At other times, particularly when you’ve had food a short time ago, the feeling of hunger is your body’s way of trying to get more of the nutrients it needs that weren’t provided in the last meal.

By eating more of nature’s healthiest foods, like avocados, almonds and others on this site, you are much less likely to feel hungry again a short time after you’ve eaten.

In the case of avocados, with their rich and buttery taste, healthy monounsaturated fats, high fibre content, good levels of protein and particularly low carbohydrates, you have a food that significantly increases satiety – that feeling of satisfied fullness after you eat.

Despite their calories and fat content, avocados ability to increase the nutrition you receive from a meal and satisfy your hunger results in most people actually eating less when they add them to their diet. In this way, the avocado can be viewed, not as something to be avoided by dieters, but rather as an effective weight loss food when added to a healthy eating plan.

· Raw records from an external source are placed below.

PR #1687, opened 2025-03-01
Improve C-style array handling

bolshakov-a:
The code added to `CanForwardDeclareType` avoids reporting array element types in cases like declaring external array variables. The change in `ReportTypeUseInternal` makes them reported when used actually.

### DIFF
--- a/iwyu.cc
+++ b/iwyu.cc
@@ -175,6 +175,7 @@ using clang::ASTConsumer;
 using clang::ASTContext;
 using clang::ASTFrontendAction;
 using clang::ArraySubscriptExpr;
+using clang::ArrayType;
 using clang::Attr;
 using clang::BinaryOperator;
 using clang::CXXBaseSpecifier;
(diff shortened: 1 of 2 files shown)


bolshakov-a:
The `TODO` in the test is easy to fix (it is just needed to ignore `ParenType` nodes). I've decided, however, to separate it to another PR for clarity.

I'm not sure whether it is worth to test recursion inside `ReportTypeUseInternal`, i.e. write arrays of "providing" and "non-providing" type aliases. Some extra test files would be required for that.

kimgr:
> I'm not sure whether it is worth to test recursion inside ReportTypeUseInternal, i.e.
> write arrays of "providing" and "non-providing" type aliases. Some extra test files
> would be required for that.

I don't think that's necessary at this point.

Thanks, LGTM!

bolshakov-a:
FWIW, another approach without extending `CanForwardDeclareType` might be to add `VisitArrayType` calling `set_in_forward_declare_context(true)`, but that may be somewhat confusing, as it seems to me.

kimgr:
@bolshakov-a Aha, I was actually wondering a little why array reporting was handled in `ReportTypeUseInternal` and not in a `VisitArray...` override. But the forward-declarabilty didn't trigger me.

Instinctively, I like the forward-declare context (I've been toying with the idea to make it a bitmask, so we can have context information for e.g. `ignore all types`, `traversing a node of type X`, etc.), but `CanForwardDeclareType` appears to have been more appreciated:
```
  // TODO(csilvers): get rid of in_forward_declare_context() and make
  // this the canonical place to figure out if we can forward-declare.
```
I'm fine with it as-is, anyway.

PR #1688, opened 2025-03-01
[clang compat] Handle new HLSL cast kinds

kimgr:
Two new cast kinds have been added in Clang:

CK_HLSLAggregateSplatCast:
https://github.com/llvm/llvm-project/commit/4d2d0afceeb732a5238c2167ab7a6b88cc66d976

CK_HLSLElementwiseCast:
https://github.com/llvm/llvm-project/commit/3f8e2802069aabe4384ecd4575d50fd4457dae51

I can't see that they would affect IWYU analysis, so just handle them silently to placate -Wswitch.

### DIFF
--- a/iwyu.cc
+++ b/iwyu.cc
@@ -1869,6 +1869,8 @@ class IwyuBaseAstVisitor : public BaseAstVisitor<Derived> {
                                               // the full type.
       case clang::CK_HLSLArrayRValue:
       case clang::CK_HLSLVectorTruncation:
+      case clang::CK_HLSLElementwiseCast:
+      case clang::CK_HLSLAggregateSplatCast:
         break;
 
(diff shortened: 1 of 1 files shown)


kimgr:
Note that these cast kinds were added after the Clang 20 branch on the LLVM side, so adding these is a breaking change vs. Clang 20. I will hold off merging (and live with the warnings) until we've branched `clang_20` for IWYU 0.24.

firewave:
FYI https://apt.llvm.org/ has not yet introduced the 20 branch.

firewave:
> FYI https://apt.llvm.org/ has not yet introduced the 20 branch.

Turns out the branch already existed and it just wasn't announced.

kimgr:
IWYU 0.24 is now released and `clang_20` has been created without this patch. Merging to master now.

PR #1692, opened 2025-03-08
Denote rvalue-referenced types as fwd-declarable

bolshakov-a:
IWYU should handle rvalue references as lvalue ones in most cases.


bolshakov-a:
Discovered while working on type traits.

kimgr:
Looks good, thanks!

In comparison, having high carbohydrate meals based around foods like bread, potatoes, corn, rice and pasta will usually increase hunger significantly by the effect it has on the insulin levels in your blood.

Avocados, Weight Loss and Insulin

Amongst many important other things, insulin is the powerful hormone that removes excessive glucose from your blood. It stores this excess glucose, in small amounts in the liver and muscles, but once those are full, in your waist’s adipose fat cells.

To make matters worse, this process of storing carbohydrates as fat regularly leads to low blood sugar. This stimulates more hunger for carbs and the process repeats itself again.

It has been named the insulin rollercoaster for obvious reasons. But you have to ask yourself, are those short sugar highs really worth the constant hunger and resulting tiredness and weight gain that so many of us are putting ourselves through on it each day?

The only good time for a big carbohydrate meal is the night before heavy exercise if your fitness level is already high. For most of us, there’s a more steady energy level and a natural and effective weight loss in an eating plan low in high glycemic carbohydrates like grains. Instead base your meals around nutritious vegetables, healthy sources of protein and beneficial fats like those found in avocado.

Breakfast is actually the most important meal of the day for weight loss. By making low-carbohydrate and high-protein avocado recipes, such as the delicious avocado breakfast omelette coming up next, you can start off your morning with your hunger satisfied and not feeling the need to eat for much longer than if you had toast or cereal.
 http://www.huffingtonpost.com/david-zinczenko/8-reasons-avocado-is-a-pe_b_6648104.html

It’s eating like this, not counting calories, starving yourself or trying to avoid all fats, especially healthy ones like those found in avocados and particularly nuts like almonds, that is the real key to effective weight loss.